• _What the task asks_: Check each line of the entries below for the word "tests", and copy out the ones that have it.
Data extract START
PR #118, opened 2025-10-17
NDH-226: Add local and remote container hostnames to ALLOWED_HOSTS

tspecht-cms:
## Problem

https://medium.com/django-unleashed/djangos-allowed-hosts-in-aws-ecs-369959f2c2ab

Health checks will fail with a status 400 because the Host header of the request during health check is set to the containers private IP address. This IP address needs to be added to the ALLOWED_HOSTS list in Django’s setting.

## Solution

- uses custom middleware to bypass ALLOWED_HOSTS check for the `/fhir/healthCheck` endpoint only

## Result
Data extract END
Data extract START
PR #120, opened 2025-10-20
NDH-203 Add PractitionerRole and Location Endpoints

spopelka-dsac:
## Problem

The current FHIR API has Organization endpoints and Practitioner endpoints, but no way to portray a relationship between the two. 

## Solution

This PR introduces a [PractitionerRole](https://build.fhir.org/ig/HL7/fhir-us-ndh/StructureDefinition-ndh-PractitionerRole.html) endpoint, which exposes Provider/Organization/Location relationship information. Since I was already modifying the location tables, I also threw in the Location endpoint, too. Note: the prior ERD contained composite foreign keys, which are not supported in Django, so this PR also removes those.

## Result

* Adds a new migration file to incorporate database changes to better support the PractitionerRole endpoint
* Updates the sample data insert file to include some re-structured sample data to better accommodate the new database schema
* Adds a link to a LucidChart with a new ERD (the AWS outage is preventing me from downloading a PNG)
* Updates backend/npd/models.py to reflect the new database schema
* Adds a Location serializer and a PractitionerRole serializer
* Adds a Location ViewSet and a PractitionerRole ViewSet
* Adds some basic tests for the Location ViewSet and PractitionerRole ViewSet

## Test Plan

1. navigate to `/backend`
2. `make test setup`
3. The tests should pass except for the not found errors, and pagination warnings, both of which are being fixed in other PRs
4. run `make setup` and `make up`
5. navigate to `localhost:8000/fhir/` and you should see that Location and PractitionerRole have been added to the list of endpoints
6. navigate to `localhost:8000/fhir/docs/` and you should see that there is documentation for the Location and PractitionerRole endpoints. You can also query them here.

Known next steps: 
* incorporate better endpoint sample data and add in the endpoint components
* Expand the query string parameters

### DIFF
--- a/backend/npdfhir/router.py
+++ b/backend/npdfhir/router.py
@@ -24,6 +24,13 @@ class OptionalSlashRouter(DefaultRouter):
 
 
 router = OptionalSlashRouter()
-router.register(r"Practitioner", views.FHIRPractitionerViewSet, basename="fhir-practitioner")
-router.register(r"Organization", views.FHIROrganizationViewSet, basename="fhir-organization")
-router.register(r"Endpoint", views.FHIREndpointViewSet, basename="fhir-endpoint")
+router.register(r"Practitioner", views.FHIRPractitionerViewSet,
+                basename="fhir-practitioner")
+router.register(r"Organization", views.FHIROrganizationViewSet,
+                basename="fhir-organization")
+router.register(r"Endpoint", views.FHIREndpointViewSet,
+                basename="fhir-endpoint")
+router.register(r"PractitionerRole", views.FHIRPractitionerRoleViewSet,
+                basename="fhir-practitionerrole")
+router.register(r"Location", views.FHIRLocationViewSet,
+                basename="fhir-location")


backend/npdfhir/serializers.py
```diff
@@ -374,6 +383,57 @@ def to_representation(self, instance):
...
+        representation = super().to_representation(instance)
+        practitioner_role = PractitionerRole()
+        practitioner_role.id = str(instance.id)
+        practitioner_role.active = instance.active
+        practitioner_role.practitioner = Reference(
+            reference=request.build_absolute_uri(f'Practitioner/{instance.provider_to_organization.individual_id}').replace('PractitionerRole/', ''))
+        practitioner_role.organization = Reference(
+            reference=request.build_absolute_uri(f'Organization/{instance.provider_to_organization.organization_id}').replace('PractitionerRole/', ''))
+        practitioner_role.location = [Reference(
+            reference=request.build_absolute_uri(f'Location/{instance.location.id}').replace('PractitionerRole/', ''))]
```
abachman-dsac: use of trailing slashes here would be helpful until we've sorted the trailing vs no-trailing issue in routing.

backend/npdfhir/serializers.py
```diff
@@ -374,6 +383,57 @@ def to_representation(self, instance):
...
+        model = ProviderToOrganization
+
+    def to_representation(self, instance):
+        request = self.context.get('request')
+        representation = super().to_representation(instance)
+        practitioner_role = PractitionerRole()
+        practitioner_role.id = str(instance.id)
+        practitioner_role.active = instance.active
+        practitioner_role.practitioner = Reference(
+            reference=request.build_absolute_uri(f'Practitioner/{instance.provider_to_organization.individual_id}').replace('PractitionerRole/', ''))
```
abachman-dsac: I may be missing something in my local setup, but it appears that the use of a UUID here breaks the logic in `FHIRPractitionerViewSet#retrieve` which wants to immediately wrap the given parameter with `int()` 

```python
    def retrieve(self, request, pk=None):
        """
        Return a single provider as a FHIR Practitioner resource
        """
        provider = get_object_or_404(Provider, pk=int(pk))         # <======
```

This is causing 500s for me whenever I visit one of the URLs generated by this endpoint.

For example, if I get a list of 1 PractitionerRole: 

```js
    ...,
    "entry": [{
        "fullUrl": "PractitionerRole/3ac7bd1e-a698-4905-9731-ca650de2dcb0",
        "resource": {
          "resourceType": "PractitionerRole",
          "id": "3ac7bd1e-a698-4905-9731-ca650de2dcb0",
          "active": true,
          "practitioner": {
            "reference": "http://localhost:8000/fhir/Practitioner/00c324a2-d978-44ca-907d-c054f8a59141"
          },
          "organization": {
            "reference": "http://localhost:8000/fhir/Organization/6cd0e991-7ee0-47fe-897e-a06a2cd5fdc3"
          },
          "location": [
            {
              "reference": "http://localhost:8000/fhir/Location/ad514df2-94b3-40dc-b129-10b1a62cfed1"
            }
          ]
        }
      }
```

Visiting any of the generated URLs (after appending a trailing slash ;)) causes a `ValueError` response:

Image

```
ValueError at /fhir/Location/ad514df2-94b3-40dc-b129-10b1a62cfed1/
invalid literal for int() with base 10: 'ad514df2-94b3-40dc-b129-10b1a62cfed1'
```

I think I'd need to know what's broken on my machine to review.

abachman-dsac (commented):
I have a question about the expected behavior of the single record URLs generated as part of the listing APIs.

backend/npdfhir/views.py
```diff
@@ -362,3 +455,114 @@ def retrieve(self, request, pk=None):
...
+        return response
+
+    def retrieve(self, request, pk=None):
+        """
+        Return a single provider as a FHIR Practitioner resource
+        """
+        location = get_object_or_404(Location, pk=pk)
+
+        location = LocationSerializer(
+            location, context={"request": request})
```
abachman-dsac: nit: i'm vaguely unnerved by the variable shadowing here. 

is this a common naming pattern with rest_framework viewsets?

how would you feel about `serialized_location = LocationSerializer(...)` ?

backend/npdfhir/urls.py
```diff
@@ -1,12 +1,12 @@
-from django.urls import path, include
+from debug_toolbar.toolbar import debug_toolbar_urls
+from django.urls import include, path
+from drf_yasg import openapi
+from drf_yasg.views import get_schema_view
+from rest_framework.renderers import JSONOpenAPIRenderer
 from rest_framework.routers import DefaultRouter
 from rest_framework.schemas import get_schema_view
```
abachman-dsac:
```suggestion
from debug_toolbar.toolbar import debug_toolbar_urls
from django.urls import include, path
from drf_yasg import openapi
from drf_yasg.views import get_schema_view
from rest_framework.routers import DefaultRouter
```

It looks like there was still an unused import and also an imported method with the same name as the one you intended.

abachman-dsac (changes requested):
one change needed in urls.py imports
Data extract END
• _Output for this exercise_:
* Adds some basic tests for the Location ViewSet and PractitionerRole ViewSet
3. The tests should pass except for the not found errors, and pagination warnings, both of which are being fixed in other PRs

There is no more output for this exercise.